▸ **Task to carry out**: Search the records below for the word "QUESTION". Pull out each line that has it.

▸ **Stored dataset items**:

====

PR #769, opened 2024-05-16
feat: `read_gbq` suggests using BigQuery DataFrames with large results

tswast:

Fixes internal issue 340937138
🦕

### DIFF
--- a/noxfile.py
+++ b/noxfile.py
@@ -381,7 +381,6 @@ def cover(session):
         "report",
         "--show-missing",
         "--include=tests/unit/*",
-        "--include=tests/system/small/*",
         "--fail-under=100",
     )
 
--- a/noxfile.py
+++ b/noxfile.py
@@ -375,6 +375,16 @@ def cover(session):
     session.install("coverage", "pytest-cov")
     session.run("coverage", "report", "--show-missing", "--fail-under=96")
 
+    # Make sure there is no dead code in our test directories.
+    session.run(
+        "coverage",
+        "report",
+        "--show-missing",
+        "--include=tests/unit/*",
+        "--include=tests/system/small/*",
+        "--fail-under=100",
+    )
+
     session.run("coverage", "erase")
 
 
--- a/pandas_gbq/constants.py
+++ b/pandas_gbq/constants.py
@@ -2,6 +2,10 @@
 # Use of this source code is governed by a BSD-style
 # license that can be found in the LICENSE file.
 
+# BigQuery uses powers of 2 in calculating data sizes. See:
+# https://cloud.google.com/bigquery/pricing#data The documentation uses
+# GiB rather than GB to disambiguate from the alternative base 10 units.
+# https://en.wikipedia.org/wiki/Byte#Multiple-byte_units
 BYTES_IN_KIB = 1024
 BYTES_IN_MIB = 1024 * BYTES_IN_KIB
 BYTES_IN_GIB = 1024 * BYTES_IN_MIB
--- a/pandas_gbq/constants.py
+++ b/pandas_gbq/constants.py
@@ -1,0 +1,8 @@
+# Copyright (c) 2024 pandas-gbq Authors All rights reserved.
+# Use of this source code is governed by a BSD-style
+# license that can be found in the LICENSE file.
+
+BYTES_IN_KIB = 1024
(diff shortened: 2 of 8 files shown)


tswast:
`tests/system/test_read_gbq_with_bqstorage.py::test_large_results` looks like a real failure. Investigating now.

pandas_gbq/gbq.py
```diff
@@ -1050,12 +1088,7 @@ def to_gbq(
         )
 
     if api_method == "default":
-        # Avoid using parquet if pandas doesn't support lossless conversions to
```
tswast, line 1053: per coverage report, this was dead code. Our minimum pandas version is beyond the one where this feature wasn't available.

noxfile.py
```diff
@@ -375,6 +375,15 @@ def cover(session):
...
 
+    # Make sure there is no dead code in our test directories.
+    session.run(
+        "coverage",
+        "report",
+        "--show-missing",
+        "--include=tests/unit/*",
+        "--fail-under=100",
+    )
+
```
leahecole, line 386: Does this coverage addition make the previous coverage run obsolete?

pandas_gbq/constants.py
```diff
@@ -0,0 +1,8 @@
+# Copyright (c) 2024 pandas-gbq Authors All rights reserved.
+# Use of this source code is governed by a BSD-style
+# license that can be found in the LICENSE file.
```
leahecole, line 3: just double checking that this is normal given that we use a difference license header for other Google stuff

pandas_gbq/constants.py
```diff
@@ -0,0 +1,8 @@
...
+
+BYTES_IN_KIB = 1024
+BYTES_IN_MIB = 1024 * BYTES_IN_KIB
+BYTES_IN_GIB = 1024 * BYTES_IN_MIB
+BYTES_TO_RECOMMEND_BIGFRAMES = BYTES_IN_GIB
```
leahecole, line 8: Are these names governed by pandas? If not, can we use KB, MB, GB instead? Totally a nit and not a big deal if this is a convention for pandas.

pandas_gbq/exceptions.py
```diff
@@ -28,6 +28,10 @@ class InvalidPrivateKeyFormat(ValueError):
     """
 
 
+class LargeResultsWarning(UserWarning):
+    """Raise when results are beyond that recommended for pandas DataFrame."""
+
+
```
leahecole, line 34: nit - is there a threshold when this should be used? or is it up to our discretion? If specific guidance/threshold please add!

pandas_gbq/gbq.py
leahecole: thank you this is a helpful comment!

noxfile.py
tswast: No, this one is only for our test code. We still aren't quite at 100% in the actual library code. This makes sure we actually run all of the tests. It's easy to forget a `test_` prefix or have some try/except block that never actually gets run.

pandas_gbq/constants.py
tswast: Not normal, but expected. pandas-gbq was originally split off from pandas itself, so we can't use the Google header. It's not 100% Google's copyright since not all contributions were under the CLA.

pandas_gbq/constants.py
tswast: Not by pandas, but BigQuery. See: https://cloud.google.com/bigquery/pricing#storage and https://cloud.google.com/bigquery/pricing#data

> The size of your stored data and the size of the data processed by your queries is calculated in [gibibytes (GiB)](https://en.wikipedia.org/wiki/Gibibyte), where 1 GiB is 230 bytes (1,024 MiB). Similarly, 1 tebibyte (TiB) is 240 bytes (1,024 GiB).

pandas_gbq/exceptions.py
tswast: Up to our discretion. We estimate this will be reached in maybe 5% of pandas-gbq usage, so hopefully won't be too annoying and 1 GB is quite large for a pandas DataFrame, but some posts say 100 GB is the hard limit for a pandas DataFrame (I haven't found an authoritative source for that, though).

leahecole (approved):

PR #776, opened 2024-05-28
fix: clean up code that displays versions used in testing for debug purposes

chalmerlowe:
Cleaned up several items in the noxfile to faciliate debugging.
* Due to additions of `python -m pip freeze` commands, removed several package-specific version display expressions since they are now redundant.
* Removed a duplicative line with `python -m pip freeze`

### DIFF
--- a/noxfile.py
+++ b/noxfile.py
@@ -302,7 +302,7 @@ def prerelease(session):
         "--pre",
         "--upgrade",
         "google-api-core",
-        "google-cloud-bigquery",
+        "google-cloud-bigquery==3.20.1",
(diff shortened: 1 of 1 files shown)


Linchin:
Thank you, why are we pinning google-cloud-bigquery for the pre-release test? Also the change doesn't seem to match the description.

chalmerlowe:
> BLOCKER: Thank you, why are we pinning google-cloud-bigquery for the pre-release test? Also the change doesn't seem to match the description.

Yeah. this is broken.
Gonna close this PR entirely.

PR #783, opened 2024-06-10
test: upgrading the ci/cd pipeline to reduce turnover time.

### LINKED ISSUE #778: chore: revise the CI/CD pipeline functionality in configs and noxfile
Several changes were made in the `python-bigquery` library that I would like to see replicated here:

- [x] Ensure that each major session in the `noxfile.py` has a `session.run("python", "-m", "pip", "freeze")` expression.
- [x] If necessary, remove any extraneous expressions that produce version numbers (ie. `print(pandas.__version__)`) since they will be handled by the more robust `pip freeze` expression.
- [ ] Remove `os.environ.get("RUN_SYSTEM_TESTS")` style expressions based on checking variable values in deference to using fine grained config files. See this `python-bigquery` [PR # 1915](https://github.com/googleapis/python-bigquery/pull/1915/files) for an example. (NOTE: there will also need to be some changes done in google3 internally)
- [ ] Revise the config files to separate out specific `nox.sessions` for parallel processing. Candidates include presubmit/linting-typing.cfg, presubmit/snippets, continuous/python-3.9 to 3.11) There may be several others. See here for an [example](https://github.com/googleapis/python-bigquery/blob/main/.kokoro/presubmit/linting-typing.cfg).  
- [x] Add a `@_calculate_duration` decorator to each `nox.session` to allow us to monitor how long each session actually takes. See this [PR #1917](https://github.com/googleapis/python-bigquery/pull/1917/files) for an example.

chalmerlowe:
Fixes #778  🦕

### DIFF
--- a/.kokoro/presubmit/prerelease-deps.cfg
+++ b/.kokoro/presubmit/prerelease-deps.cfg
@@ -1,0 +1,7 @@
+# Format: //devtools/kokoro/config/proto/build.proto
+
+# Only run this nox session.
+env_vars: {
+    key: "NOX_SESSION"
+    value: "prerelease_deps"
+}
--- a/.kokoro/presubmit/prerelease-deps.cfg
+++ b/.kokoro/presubmit/prerelease-deps.cfg
@@ -1,7 +1,0 @@
-# Format: //devtools/kokoro/config/proto/build.proto
-
-# Only run this nox session.
-env_vars: {
-    key: "NOX_SESSION"
-    value: "prerelease_deps"
-}
--- a/noxfile.py
+++ b/noxfile.py
@@ -98,6 +98,7 @@ def _calculate_duration(func):
 
     return wrapper
 
+
 # 'docfx' is excluded since it only needs to run in 'docs-presubmit'
 nox.options.sessions = [
     "unit",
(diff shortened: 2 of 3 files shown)


Linchin:
QUESTION / BLOCKER:

Thanks for making ci/cd more efficient! Just to double check, are we getting rid of pre-release tests altogether? Also owlbot added something. I'm not sure if this came from some new internal change, or we need to change owlbot.py.

chalmerlowe:
> QUESTION / BLOCKER:
> 
> Thanks for making ci/cd more efficient! Just to double check, are we getting rid of pre-release tests altogether?

There were two versions of prerelease testing.
* `prerelease` (this one is intended to remain)
* `prerelease-deps` (this was basically a duplicate AND it never runs (because it is not part of the google3 configuration setup) so I attempted to delete it.

> Also owlbot added something. I'm not sure if this came from some new internal change, or we need to change owlbot.py.

I looked at the owlbot commit. 
* It added back in the prerelease-deps file that I deleted. I will go fix that. 
* AND it cleaned up a line spacing issue.

Linchin:
LGTM. Thank you!

Linchin (approved):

====

▸ **Solution for this exercise**:
QUESTION / BLOCKER:
> QUESTION / BLOCKER:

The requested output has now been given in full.